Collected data
╔══

PR #1614, opened 2023-01-30
fix: balances loading flag

### LINKED ISSUE #1607: [Hidden tokens] The token counter never finish loading if all tokens are hidden

iamacook:
## What it solves

Resolves #1607

## How this PR fixes it

The balances `loading` flag now checks the reference equality of the initial state.

## How to test it

1. Open a Safe with multiple tokens and observe that the "Tokens" amount on the dashboard switches from the loading skeleton to the number of tokens owned.
2. Navigate to the assets page and hide all tokens then back to the dashboard and refresh. Observe that the "Tokens" amount changes from the loading skeleton to 0.
3. Switch to a Safe that has fewer tokens (hidden token amount is higher). Observe that the the loading skeleton switches from loading skeleton to 0.

Varing amounts of hidden tokens should no make the loading skeleton change to 0 to n. It should always change from the skeleton to the amount of tokens not hidden.

## Screenshots

hidden-tokens

### DIFF
--- a/src/components/dashboard/Overview/Overview.tsx
+++ b/src/components/dashboard/Overview/Overview.tsx
@@ -83,7 +83,7 @@ const Overview = (): ReactElement => {
   const router = useRouter()
   const safeAddress = useSafeAddress()
   const { safe, safeLoading, safeLoaded } = useSafeInfo()
-  const { balances } = useVisibleBalances()
+  const { balances, loading: balancesLoading } = useVisibleBalances()
   const [nfts] = useCollectibles()
   const chain = useCurrentChain()
   const { chainId } = chain || {}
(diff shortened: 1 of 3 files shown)


katspaugh (approved):
👍

francovenica:
Looks good to me. 
Tried in safes with just 1 token, with the native token with 0 balance (which shows a "0" in the token counter in the dashboard), safes with over 20 tokens, hiding and showing tokens.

╚══

With no word changed, write the entries out once more.

PR #1614, opened 2023-01-30
fix: balances loading flag

### LINKED ISSUE #1607: [Hidden tokens] The token counter never finish loading if all tokens are hidden

iamacook:
## What it solves

Resolves #1607

## How this PR fixes it

The balances `loading` flag now checks the reference equality of the initial state.

## How to test it

1. Open a Safe with multiple tokens and observe that the "Tokens" amount on the dashboard switches from the loading skeleton to the number of tokens owned.
2. Navigate to the assets page and hide all tokens then back to the dashboard and refresh. Observe that the "Tokens" amount changes from the loading skeleton to 0.
3. Switch to a Safe that has fewer tokens (hidden token amount is higher). Observe that the the loading skeleton switches from loading skeleton to 0.

Varing amounts of hidden tokens should no make the loading skeleton change to 0 to n. It should always change from the skeleton to the amount of tokens not hidden.

## Screenshots

hidden-tokens

### DIFF
--- a/src/components/dashboard/Overview/Overview.tsx
+++ b/src/components/dashboard/Overview/Overview.tsx
@@ -83,7 +83,7 @@ const Overview = (): ReactElement => {
   const router = useRouter()
   const safeAddress = useSafeAddress()
   const { safe, safeLoading, safeLoaded } = useSafeInfo()
-  const { balances } = useVisibleBalances()
+  const { balances, loading: balancesLoading } = useVisibleBalances()
   const [nfts] = useCollectibles()
   const chain = useCurrentChain()
   const { chainId } = chain || {}
(diff shortened: 1 of 3 files shown)


katspaugh (approved):
👍

francovenica:
Looks good to me. 
Tried in safes with just 1 token, with the native token with 0 balance (which shows a "0" in the token counter in the dashboard), safes with over 20 tokens, hiding and showing tokens.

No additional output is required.